I have multiple strings, which are created based on a few (mostly) known variables and a few unknown templates. I'd like to know what those templates were to extract the variable parts from these strings. After that I can relatively easily infer the meaning of each substring, so only the pattern recognition is the question here. For example:
"76 (q) h"
"a x q y 123"
"c x e y 73"
"3 (e) z"
...
# pattern recognition: examples -> templates
"{1} x {2} y {3}"
"{1} ({2}) {3}"
# clusters based on template type
"{1} x {2} y {3}" -> ["a x q y 123", "c x e y 73", ...]
"{1} ({2}) {3}" -> ["76 (q) h", "3 (e) z", ...]
# inference: substrings -> extracted variables
"76 (q) h" -> ["76", "q", "h"] -> {x: "h", y: "q", z: 76}
"a x q y 123" -> ["a", "q", "123"] -> {x: "a", y: "q", z: 123}
"c x e y 73" -> ["c", "e", "73"] -> {x: "c", y: "e", z: 73}
"3 (e) z" -> ["3", "e", "z"] -> {x: "z", y: "e", z: 3}
I have found a similar question: Intelligent pattern matching in string, but in my case there is no way to train the parser with positives. Any idea how to solve this?

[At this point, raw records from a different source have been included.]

PR #645, opened 2026-07-15
fix(receiver): harden prefetch and listener lifecycle

### LINKED ISSUE #528: max-prefetch argument doesn't work as expected

GefMar:
Track delivery and prefetch capacity ownership across shutdown paths. Close pending listener reads, preserve late deliveries, and restore fail-fast transport error propagation.

Keep middleware accounting balanced, report discarded deliveries, and retain deferred lifecycle diagnostics when task group failures overlap.

Refs #528

im evaluated [PR#630](https://github.com/taskiq-python/taskiq/pull/630) and retained its valid requirement: the Receiver must not pull a message it cannot execute. 

However, that implementation also introduces a broad retry loop that treats transport, middleware, and programming errors alike, while pending-read, iterator, late-delivery, and semaphore ownership remain implicit.

This PR instead fixes the underlying ownership invariant. Each admitted delivery explicitly owns capacity from broker read through callback completion, pending reads are cancelled and awaited, iterators are closed, and failures remain visible to the worker lifecycle owner.

Retry and backoff remain a separate policy rather than being introduced implicitly as part of the prefetch fix.

### DIFF
--- a/taskiq/receiver/receiver.py
+++ b/taskiq/receiver/receiver.py
@@ -10,7 +10,7 @@ from dataclasses import dataclass
 from enum import Enum, auto
 from logging import getLogger
 from time import time
-from typing import Any, get_type_hints
+from typing import Any, Literal, get_type_hints
 
 import anyio
 from taskiq_dependencies import DependencyGraph
@@ -645,7 +645,13 @@ class Receiver:
         state.owns_delivery_slot = False
         return late_delivery
 
-    async def _notify_prefetch_hook(self, hook_name: str) -> None:
+    async def _notify_prefetch_hook(
+        self,
+        hook_name: Literal[
+            "on_prefetch_queue_add",
+            "on_prefetch_queue_remove",
+        ],
+    ) -> None:
         """Run all prefetch hooks and preserve the first failure."""
         first_error: BaseException | None = None
         for middleware in reversed(self.broker.middlewares):
@@ -723,7 +729,18 @@ class Receiver:
                         await asyncio.wait(tasks, timeout=self.wait_tasks_timeout)
                         logger.info("No more tasks to wait for. Shutting down.")
                     break
-                started_callback = await self._start_callback(queued_message)
+                execution_semaphore = self.sem
+                owns_execution_slot = execution_semaphore is not None
+                if execution_semaphore is not None:
+                    try:
+                        await execution_semaphore.acquire()
+                    except BaseException:
+                        queue.put_nowait(queued_message)
+                        raise
+                started_callback = await self._start_callback(
+                    queued_message,
+                    owns_execution_slot=owns_execution_slot,
+                )
                 tasks.add(started_callback.task)
 
                 # We want the task to remove itself from the set when it's done.
@@ -747,15 +764,13 @@ class Receiver:
     async def _start_callback(
         self,
         message: _PrefetchedMessage,
+        *,
+        owns_execution_slot: bool,
     ) -> _StartedCallback:
         """Transfer execution and delivery capacity to a callback task."""
         owns_delivery_slot = message.owns_delivery_slot
-        owns_execution_slot = False
         try:
             await self._notify_prefetch_hook("on_prefetch_queue_remove")
-            if self.sem is not None:
-                await self.sem.acquire()
-                owns_execution_slot = True
 
             if self.sem is None and owns_delivery_slot:
                 self.sem_prefetch.release()
@@ -767,6 +782,9 @@ class Receiver:
                 owns_delivery_slot=owns_delivery_slot,
             )
         except BaseException:
+            logger.warning(
+                "Discarding 1 prefetched delivery during Receiver cleanup.",
+            )
             if owns_delivery_slot:
                 self.sem_prefetch.release()
             if owns_execution_slot and self.sem is not None:
--- a/taskiq/receiver/receiver.py
+++ b/taskiq/receiver/receiver.py
@@ -4,8 +4,10 @@ import functools
 import inspect
 import random
 import sys
-from collections.abc import Callable
+from collections.abc import AsyncGenerator, Callable
 from concurrent.futures import Executor, ProcessPoolExecutor
+from dataclasses import dataclass
+from enum import Enum, auto
 from logging import getLogger
 from time import time
 from typing import Any, get_type_hints
@@ -26,7 +28,37 @@ from taskiq.utils import maybe_awaitable
 
 logger = getLogger(__name__)
 PY_VERSION = sys.version_info
-QUEUE_DONE = b"-1"
+
+
+class _QueueSignal(Enum):
+    """Control signals exchanged by the Receiver queue."""
+
+    DONE = auto()
+
+
+@dataclass(frozen=True, slots=True)
+class _PrefetchedMessage:
+    """A delivery and its admission-capacity ownership."""
+
+    data: bytes | AckableMessage
+    owns_delivery_slot: bool
+
+
+@dataclass(slots=True)
+class _PrefetchState:
+    """State owned by one broker listener."""
+
+    iterator: AsyncGenerator[bytes | AckableMessage, None]
+    current_message: asyncio.Task[bytes | AckableMessage] | None = None
+    owns_delivery_slot: bool = False
+
+
+@dataclass(frozen=True, slots=True)
+class _StartedCallback:
+    """A callback task and the delivery capacity transferred to it."""
+
+    task: asyncio.Task[Any]
+    owns_delivery_slot: bool
 
 
 def _execute_sync_task_in_executor(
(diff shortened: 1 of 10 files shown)


taskiq/receiver/receiver.py
```diff
@@ -386,19 +424,37 @@ async def listen(self, finish_event: asyncio.Event) -> None:  # pragma: no cover
...
+            finally:
+                with anyio.CancelScope(shield=True):
+                    await self._discard_queued_messages(queue)
+        except BaseException:
+            if self._listen_error is not None:
+                error = self._listen_error
+                logger.error(
+                    "A Receiver listener lifecycle error was recorded before "
+                    "the task group failed.",
+                    exc_info=(type(error), error, error.__traceback__),
```
s3rius: This one can be simplified.

```suggestion
                    "A Receiver listener lifecycle error was recorded before "
                    "the task group failed.\n%s" % error,
                    exc_info=True,
```

taskiq/receiver/receiver.py
```diff
@@ -407,54 +463,246 @@ async def prefetcher(
...
+            return None
+
+        late_delivery = _PrefetchedMessage(
+            data=late_message,
+            owns_delivery_slot=state.owns_delivery_slot,
+        )
+        state.owns_delivery_slot = False
+        return late_delivery
+
+    async def _notify_prefetch_hook(self, hook_name: str) -> None:
```
s3rius: Let's remove this function and whole `on_prefetch_queue_add` and `on_prefetch_queue_remove`. They are not part of middelware ABC and should not be used. 

I actually missed that thing when opentelemetry support was added. Let's remove this functionality, since it's internal implementation details. I don't think those functions should have existed.

taskiq/receiver/receiver.py
```diff
@@ -407,54 +463,246 @@ async def prefetcher(
...
-        fetched_tasks: int = 0
-        iterator = self.broker.listen()
-        current_message: asyncio.Task[bytes | AckableMessage] = asyncio.create_task(
-            iterator.__anext__(),  # type: ignore
-        )
+        try:
+            state = _PrefetchState(iterator=self.broker.listen())
+        except BaseException as exc:
+            self._record_listen_error(exc)
+            queue.put_nowait(_QueueSignal.DONE)
```
s3rius: Since we're running in a anyio group, I suppose you can simply do something like this:


```suggestion
            queue.put_nowait(_QueueSignal.DONE)
            raise
```

taskiq/receiver/receiver.py
```diff
@@ -407,54 +463,246 @@ async def prefetcher(
...
+                    break
+        finally:
+            logger.info("Stopping prefetching messages...")
+            with anyio.CancelScope(shield=True):
+                try:
+                    await self._enqueue_late_prefetched_message(queue, state)
+                finally:
+                    queue.put_nowait(_QueueSignal.DONE)
+                    finish_waiter.cancel()
+                    await asyncio.gather(finish_waiter, return_exceptions=True)
```
s3rius:
```suggestion
                    with contextlib.supress(asyncio.CanceledError):
                        await finish_waiter
```

Idk, IMO it's just more obvious what is going on with such code.

taskiq/receiver/receiver.py
```diff
@@ -407,54 +463,246 @@ async def prefetcher(
...
+        try:
+            done, _ = await asyncio.wait(
+                {acquire_task, finish_waiter},
+                return_when=asyncio.FIRST_COMPLETED,
+            )
+        except BaseException:
+            await self._settle_delivery_acquire(acquire_task)
+            raise
+
+        if finish_waiter in done or finish_event.is_set():
```
s3rius:
```suggestion
        if finish_waiter.done() or finish_event.is_set():
```

I guess that'd work and will look a bit cleaner. Also, you won't need done.

taskiq/receiver/receiver.py
```diff
@@ -407,54 +463,252 @@ async def prefetcher(
...
+        if first_error is not None:
+            raise first_error
+
+    async def _discard_queued_messages(
+        self,
+        queue: "asyncio.Queue[_PrefetchedMessage | _QueueSignal]",
+    ) -> None:
+        """Release capacity and instrumentation for abandoned queue entries."""
+        discarded_messages = 0
+        while True:
```
s3rius:
```suggestion
        while queue:
```

You can use this condition to simplify inner body of the loop. Because you won't need to check on QueueEmpty exception.

taskiq/receiver/receiver.py
```diff
@@ -407,54 +463,252 @@ async def prefetcher(
...
-                        )
+                queue.put_nowait(
+                    _PrefetchedMessage(
+                        data=message,
+                        owns_delivery_slot=True,
+                    ),
+                )
+                state.owns_delivery_slot = False
+                try:
+                    await self._notify_prefetch_hook("on_prefetch_queue_add")
```
s3rius: This can also be removed.

taskiq/receiver/receiver.py
```diff
@@ -407,54 +463,252 @@ async def prefetcher(
...
+    ) -> None:
+        """Run all prefetch hooks and preserve the first failure."""
+        first_error: BaseException | None = None
+        for middleware in reversed(self.broker.middlewares):
+            hook = getattr(middleware, hook_name, None)
+            if hook is not None:
+                try:
+                    await maybe_awaitable(hook())
+                except BaseException as exc:
+                    if first_error is None:
```
s3rius: This approach ignores all the errors except the first one. I mean, it's fine, because you raise it anyway. But, I'd rather create an [exception group](https://docs.python.org/3.11/library/exceptions.html#exception-groups). 

I think it's safe to bump MPE to 3.11 and start using ExceptionGroup for such case. It'd be a good fit and reasonable upgrade. 

Since python 3.10 will be completely discarded in 3 months.

s3rius (changes requested):

taskiq/receiver/receiver.py
GefMar: FIX

taskiq/receiver/receiver.py
GefMar: FIX

taskiq/receiver/receiver.py
GefMar: FIX

taskiq/receiver/receiver.py
GefMar: FIX

taskiq/receiver/receiver.py
GefMar: FIX

taskiq/receiver/receiver.py
GefMar: FIX

taskiq/receiver/receiver.py
GefMar: FIX

taskiq/receiver/receiver.py
GefMar: Using ExceptionGroup no longer provides any practical benefit. However, adopting it would change the exception contract and require dropping support for Python 3.10, which is still explicitly supported by the project and is part of the CI matrix.

Therefore, raising the project’s minimum supported Python version is outside the scope of this change.

I’m not in favor of introducing changes that conflict with the project’s current dependency constraints. We can revisit this as part of a technical debt initiative once support for Python 3.10 has been officially dropped.

s3rius: Well. It does make sense. Okay, let's leave it that way for now.

s3rius (approved):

It turned out what I need is called sequential pattern mining. There are many algorithms for example SPADE, PrefixSpan, CloSpan, BIDE, etc. What I need is an algorithm, which works with gaps too, or an algorithm which finds the frequent substrings which I can concatenate with wildcards. Selecting the proper pattern from the found frequent closed patterns is far from obvious, I am still working on it, but I am a lot closer now than 2 months ago.